Vacation is the Vacation benchmark from the STAMP benchmark suite [21], which we adapted to CUDA while keeping the semantics unchanged. It includes its own linked list and red-black tree implementation. Vacation Benchmark simulates a travel reservation system, which includes a database with four tables: Flight, Room, Car and Customers. Each Customer has a linked list storing the reservations made. A reservation points to flight, room or car. Thus, Vacation is similar to having 4 red-black trees and 1 linked list running simultaneously. In Vacation 1 we perform all "table-modifying" operations with no user queries, i.e. we add or delete entries in the 4 red-black trees all initialized with a size of 500 entries. In Vacation 2 we simulate 5 customers and all threads make reservations for the 5 customers. The table sizes are initialized to be 1000.

We run the benchmarks using 4 configurations as listed in Table 2:

- WarpTM is the baseline GPU hardware TM, with intrawarp conflict resolution.
- **KiloTM** is the other pre-existing system, which is WarpTM without intra-warp conflict resolution.
- SITM\_TS is the Snapshot Isolation-enabled TM with loop detection using post-dated timestamps, with the singlewriter restriction.
- SITM\_Oracle is the Snapshot Isolation-enabled TM with perfect loop detection (we construct a dynamic dependence



Figure 13: Overall Speedup.



Figure 14: Normalized Energy Consumption.

graph in the simulator) with no cost. There is no single-writer restriction for SITM\_Oracle. SITM\_Oracle has no cost in post-dating or row copy. (This is *not* achievable in reality.)

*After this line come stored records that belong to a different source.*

PR #25, opened 2026-04-19
Add UnhandledMethodHandler for receiver-side fallback dispatch

### LINKED ISSUE #15: UnhandledMethodHandler interface for opt-in catch-all dispatch on services
## Motivation

Some protocols are open-ended: vendor extensions, runtime-registered capabilities, or experimental methods introduce RPC method names that aren't present in the Kotlin service interface at compile time. Today ksrpc errors on any method name that doesn't match a registered endpoint.

Applications need a clean way to opt in to catch-all dispatch — to log, proxy, forward to another service, or gracefully ignore unknown calls — without monkey-patching dispatch internals.

## Proposed design

```kotlin
interface UnhandledMethodHandler {
    suspend fun onUnhandled(method: String, params: JsonElement?): JsonElement?
}
```

A service opts in by also implementing this interface:

```kotlin
class MyClientImpl : LanguageClient, UnhandledMethodHandler {
    override suspend fun onUnhandled(method: String, params: JsonElement?): JsonElement? {
        log.info("Unhandled method: $method")
        return null
    }
}
```

When ksrpc routes an incoming call to a service and no registered endpoint matches, it checks whether the service also implements `UnhandledMethodHandler` and dispatches there. If not, current error behavior is preserved.

## Design notes

- **Single unified handler regardless of transport.** This is a ksrpc-core concept, not a jsonrpc-specific one. Notify-vs-request semantics are a transport concern; at this API level the handler just returns a result, and the transport may or may not care about it (e.g. jsonrpc discards the return value when the inbound call was a notification).
- **Lives on the service, not the connection.** Connections can multiplex multiple services; each service's catch-all policy may differ, so it belongs on the service.
- **Opt-in, never automatic.** A service that doesn't implement the interface keeps the current strict behavior.

## Open design decisions

- Does `onUnhandled` get called for methods the interface *does* declare but the implementation forgot to override (abstract), or only for method names with no registered endpoint at all? Latter is simpler and more intuitive.
- Should the handler's exceptions be reported as `KsrpcException` over the wire, same as regular handler failures? Yes, seems obvious — worth stating.

## Motivating use case

Blocks LSP client work in `Monkopedia/kodemirror`. LSP allows vendor-specific notifications (e.g. `$/metals/status`), runtime-registered capabilities adding arbitrary new methods, and experimental protocols. A client wants to log-and-drop the unknown ones rather than tear down the connection.

Monkopedia:
## Summary

- New opt-in `UnhandledMethodHandler<T>` interface in `ksrpc-core`. Services can implement it alongside their normal `RpcService` to catch calls targeting endpoints that `findEndpoint` does not recognize, instead of the current unconditional `RpcEndpointException`.
- `HostSerializedServiceImpl.call` now catches `RpcEndpointException` from `findEndpoint`, checks whether the underlying service implements `UnhandledMethodHandler<S>`, and if so routes the call to `onUnhandled(method, input)`. Services that don't implement it keep the existing error behavior.
- Handler exceptions flow through the same outer `try/catch` in `HostSerializedChannelImpl.call` as regular handler exceptions, so they reach callers as remote errors.

## Approach — payload type

Used the existing `com.monkopedia.ksrpc.channels.CallData<T>` envelope. This is the transport-agnostic wrapper core's dispatch path already passes around (`SerializedService<T>.call(endpoint, input: CallData<T>)`) — it already accommodates both serialized strings (JSON transports) and binary (`ByteReadChannel`) payloads. No new sealed type was needed, no `JsonElement`, no `Any?`. Every transport benefits automatically because routing lives in the core dispatch path.

Interface signature:

```kotlin
interface UnhandledMethodHandler<T> {
    suspend fun onUnhandled(method: String, input: CallData<T>): CallData<T>
}
```

## Test plan

Tests live in `ksrpc-test/src/commonTest/` so they run across all four `RpcFunctionalityTest` transports (SERIALIZE, PIPE, HTTP, WEBSOCKET):

- [x] `RpcUnhandledMethodHandlerNotImplementedTest` — service without handler: unknown method yields `Unknown endpoint: missing` error, preserving current behavior.
- [x] `RpcUnhandledMethodHandlerImplementedTest` — service with handler: known endpoints still dispatch; unknown endpoint invokes `onUnhandled` and its serialized return value reaches the caller.
- [x] `RpcUnhandledMethodHandlerThrowsTest` — exception from `onUnhandled` is reported to the caller as a remote error.
- [x] `./gradlew :ksrpc-core:jvmTest :ksrpc-test:jvmTest`
- [x] `./gradlew :ksrpc-core:linuxX64Test :ksrpc-test:linuxX64Test`
- [x] `./gradlew :ksrpc-core:apiDump` and `apiCheck` (api diff committed)
- [x] ktlint

Closes #15

### DIFF
--- a/ksrpc-core/api/ksrpc-core.api
+++ b/ksrpc-core/api/ksrpc-core.api
@@ -288,6 +288,10 @@ public final class com/monkopedia/ksrpc/Transformer$DefaultImpls {
 	public static fun unpackError (Lcom/monkopedia/ksrpc/Transformer;Lcom/monkopedia/ksrpc/channels/CallData;Lcom/monkopedia/ksrpc/channels/SerializedService;)V
 }
 
+public abstract interface class com/monkopedia/ksrpc/UnhandledMethodHandler {
+	public abstract fun onUnhandled (Ljava/lang/String;Lcom/monkopedia/ksrpc/channels/CallData;Lkotlin/coroutines/Continuation;)Ljava/lang/Object;
+}
+
 public abstract class com/monkopedia/ksrpc/channels/CallData {
 	public static final field Companion Lcom/monkopedia/ksrpc/channels/CallData$Companion;
 	public abstract fun isBinary ()Z
--- a/ksrpc-core/api/ksrpc-core.klib.api
+++ b/ksrpc-core/api/ksrpc-core.klib.api
@@ -90,10 +90,6 @@ abstract interface <#A: kotlin/Any?> com.monkopedia.ksrpc/KsrpcEnvironment { // 
     }
 }
 
-abstract interface <#A: kotlin/Any?> com.monkopedia.ksrpc/UnhandledMethodHandler { // com.monkopedia.ksrpc/UnhandledMethodHandler|null[0]
-    abstract suspend fun onUnhandled(kotlin/String, com.monkopedia.ksrpc.channels/CallData<#A>): com.monkopedia.ksrpc.channels/CallData<#A> // com.monkopedia.ksrpc/UnhandledMethodHandler.onUnhandled|onUnhandled(kotlin.String;com.monkopedia.ksrpc.channels.CallData<1:0>){}[0]
-}
-
 abstract interface com.monkopedia.ksrpc.channels/CancellationSupport { // com.monkopedia.ksrpc.channels/CancellationSupport|null[0]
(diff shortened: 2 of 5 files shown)


Monkopedia:
Rebased onto current main (includes PR #24 annotation propagation infrastructure). No conflicts occurred during rebase. All verification passed: ksrpc-core jvmTest/linuxX64Test, ksrpc-test jvmTest/linuxX64Test, and apiCheck.

Monkopedia:
Moved the type parameter from `UnhandledMethodHandler<T>` to the `onUnhandled` method per review feedback (commit ee735d1). API dump updated, all tests pass.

For a fair comparison, WarpTM and KiloTM are given a larger L2 cache as indicated in Table 2 (1536kB), to account for the extra space taken by cyclic conflict detection in Snapshot Isolation.

# 7 RESULTS

Figures 13 and Figure 14 show the overall speedup and energy consumption of the benchmarks. Overall, the baseline WarpTM is the slowest among all of the benchmarks. In fact, it is slower than KiloTM, which indicates that intra-warp conflict detection based only on address does not help with the benchmarks used in our experiments. Since intra-warp conflict resolution aborts on *all* write-read conflicts, we believe this is the reason why it is slower than KiloTM. For the same reason, KiloTM is slower than both Snapshot Isolation-based systems because it aborts transactions with write-read conflicts in the Commit Unit. This is most obvious in the Linked List benchmarks. By comparing Linked List benchmarks, it can be



Figure 15: Normalized Wasted Work due to Aborts.

seen that KiloTM and WarpTM do not scale well; actually, the execution gets serialized in WarpTM and KiloTM.

Speedup for red-black tree and binary tree may be explained in a way resembling linked lists: a branch of a tree is similar to a linked list, but since there exists many branches in a tree, the serialization in a tree is not nearly as serious as in a linked list. However, there is still enough access patterns like those found in a linked list to allow Snapshot Isolation to perform much faster.

Similarly, in the Graph Cut application, a series of edge contraction operations are performed, each modifying in the structure of the graph. This can be compared to an insertion and a deletion in the linked list.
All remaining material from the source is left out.